PR #2696, opened 2025-01-26
When fight the darkness, decorate with actual monster name

Veracity0:
KoL includes a MONSTERID comment for the real monster when you fight "the darkness".
We know this, because we decorate it with the element, drops, HP, etc in the Relay Browser.

This PR also decorates the monster name:

You are fighting the darkness

becomes

You are fighting The Bush hiding in the darkness


midgleyc (approved):
Nice idea! I think at some point the comment didn't appear when blind...

Veracity0:
Thanks! I noticed it when I was using the Amulet of Perpetual Darkness to boost my ML and noticed that KoLmafia decorated it the the monster drops

PR #2702, opened 2025-01-31
If multiple (available) NPC stores sell an item, show all in Mall Search results

Veracity0:
For example, from ```test row-duplicate-items```:
```
Degrassi Knoll Bakery and Hardware Store	ROW600	wad of dough	50 Meat
Bugbear Bakery	ROW678	wad of dough	50 Meat
Madeline's Baking Supply	ROW737	wad of dough	40 Meat
```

** WHAT IS BEING ASKED **
Copy out each line of the material and keep every word unchanged.

** WRITTEN ANSWER **
PR #2696, opened 2025-01-26
When fight the darkness, decorate with actual monster name

Veracity0:
KoL includes a MONSTERID comment for the real monster when you fight "the darkness".
We know this, because we decorate it with the element, drops, HP, etc in the Relay Browser.

This PR also decorates the monster name:

You are fighting the darkness

becomes

You are fighting The Bush hiding in the darkness


midgleyc (approved):
Nice idea! I think at some point the comment didn't appear when blind...

Veracity0:
Thanks! I noticed it when I was using the Amulet of Perpetual Darkness to boost my ML and noticed that KoLmafia decorated it the the monster drops

PR #2702, opened 2025-01-31
If multiple (available) NPC stores sell an item, show all in Mall Search results

Veracity0:
For example, from ```test row-duplicate-items```:
```
Degrassi Knoll Bakery and Hardware Store	ROW600	wad of dough	50 Meat
Bugbear Bakery	ROW678	wad of dough	50 Meat
Madeline's Baking Supply	ROW737	wad of dough	40 Meat
```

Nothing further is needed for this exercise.